• Exercise data:
PR #325, opened 2023-09-14
8316299: GenShen: Reduce frequency of expedited GC

kdnilsen:
We have found that expedited GCs too frequently yield very little benefit because they occur so soon after the previous GC that there has been no accumulation of garbage.

The primary motivation for expediting GC is to avoid a situation under which there is so much "promotion" work to be performed that the urgent need to reclaim garbage from young-generation is obstructed by this promotion work.

This PR ends the practice of expediting to support promotion in place.  The effort required to promote a region in place is minimal and unlikely to contend in a major way with young collection efforts.

This PR also reduces the likelihood that we will expedite for promotion by evacuation, because it requires the amount of accumulated promo potential to exceed a particular threshold.

---------
### Progress

### Issue
 * [JDK-8316299](https://bugs.openjdk.org/browse/JDK-8316299): GenShen: Reduce frequency of expedited GC (**Bug** - P3)

### Reviewers
 * [Aleksey Shipilev](https://openjdk.org/census#shade) (@shipilev - Committer) ⚠️ Review applies to [44b203a0](https://git.openjdk.org/shenandoah/pull/325/files/44b203a0d287b9b69fc4c50cbf812b2ccaea72f9)

### Reviewing

Checkout this PR locally: \
`$ git fetch https://git.openjdk.org/shenandoah.git pull/325/head:pull/325` \
`$ git checkout pull/325`

`$ git checkout pull/325` \
`$ git pull https://git.openjdk.org/shenandoah.git pull/325/head`

</details>

Checkout this PR locally: \
`$ git pr checkout 325`

`$ git pr show -t 325`

</details>

<a href="https://git.openjdk.org/shenandoah/pull/325.diff">https://git.openjdk.org/shenandoah/pull/325.diff</a>

</details>

### Webrev
[Link to Webrev Comment](https://git.openjdk.org/shenandoah/pull/325#issuecomment-1719678818)

### DIFF
--- a/src/hotspot/share/gc/shenandoah/heuristics/shenandoahYoungHeuristics.cpp
+++ b/src/hotspot/share/gc/shenandoah/heuristics/shenandoahYoungHeuristics.cpp
@@ -135,25 +135,16 @@ bool ShenandoahYoungHeuristics::should_start_gc() {
   // be done, we start up the young-gen GC threads so they can do some of this old-gen work.  As implemented, promotion
   // gets priority over old-gen marking.
   ShenandoahHeap* heap = ShenandoahHeap::heap();
+
+  size_t promo_expedite_threshold = (heap->young_generation()->max_capacity() * ShenandoahEvacReserve) / 512;
   size_t promo_potential = heap->get_promotion_potential();
-  if (promo_potential > 0) {
+  if (promo_potential > promo_expedite_threshold) {
     // Detect unsigned arithmetic underflow
     assert(promo_potential < heap->capacity(), "Sanity");
     log_info(gc)("Trigger (%s): expedite promotion of " SIZE_FORMAT "%s",
                  _space_info->name(),
                  byte_size_in_proper_unit(promo_potential),
                  proper_unit_for_byte_size(promo_potential));
-    return true;
-  }
-
-  size_t promo_in_place_potential = heap->get_promotion_in_place_potential();
-  if (promo_in_place_potential > 0) {
-    // Detect unsigned arithmetic underflow
-    assert(promo_in_place_potential < heap->capacity(), "Sanity");
-    log_info(gc)("Trigger (%s): expedite promotion in place of " SIZE_FORMAT "%s",
-                 _space_info->name(),
-                 byte_size_in_proper_unit(promo_in_place_potential),
-                 proper_unit_for_byte_size(promo_in_place_potential));
     return true;
   }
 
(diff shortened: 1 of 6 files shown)


src/hotspot/share/gc/shenandoah/heuristics/shenandoahYoungHeuristics.cpp
```diff
@@ -135,8 +135,10 @@ bool ShenandoahYoungHeuristics::should_start_gc() {
   // be done, we start up the young-gen GC threads so they can do some of this old-gen work.  As implemented, promotion
   // gets priority over old-gen marking.
   ShenandoahHeap* heap = ShenandoahHeap::heap();
+
+  size_t promo_expedite_threshold = (heap->young_generation()->max_capacity() * ShenandoahEvacReserve) / 512;
```
shipilev, line 139: What's the reasoning behind `512` divisor here? Since `ShenandoahEvacReserve` is percents of young/total heap size, this makes `promo_expedite_threshold` about 20% of heap size. Is that what we want?

shipilev (approved):
Looks okay, but I have a question:

src/hotspot/share/gc/shenandoah/heuristics/shenandoahYoungHeuristics.cpp
shipilev: Err, miscomputed. That would be only `1%` of heap size.

kdnilsen: Yes.  20% of 5%.  The idea: In the rare scenario that we anticipate that promotion will consume over 20% of the evacuation reserve, we'll expedite the cycle so as to improve the likelihood that GC will replenish young allocation pool before it becomes exhausted.

src/hotspot/share/gc/shenandoah/heuristics/shenandoahYoungHeuristics.cpp
```diff
@@ -146,17 +148,6 @@ bool ShenandoahYoungHeuristics::should_start_gc() {
     return true;
   }
 
-  size_t promo_in_place_potential = heap->get_promotion_in_place_potential();
```
earthling-amzn, line 149: Can we also now delete `ShenandoahHeap::get_promotion_in_place_potential` and all the attendant code that maintains the value? This heuristic was the only place reading it.

earthling-amzn (changes requested):

src/hotspot/share/gc/shenandoah/heuristics/shenandoahYoungHeuristics.cpp
kdnilsen: Good point.  I'll do that.

earthling-amzn (approved):
Looks good - thanks!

• About this exercise: Only the lines from the beginning of the material through the line with "The primary motivation" should appear in the answer, each copied exactly.

• Task result:
PR #325, opened 2023-09-14
8316299: GenShen: Reduce frequency of expedited GC

kdnilsen:
We have found that expedited GCs too frequently yield very little benefit because they occur so soon after the previous GC that there has been no accumulation of garbage.

The primary motivation for expediting GC is to avoid a situation under which there is so much "promotion" work to be performed that the urgent need to reclaim garbage from young-generation is obstructed by this promotion work.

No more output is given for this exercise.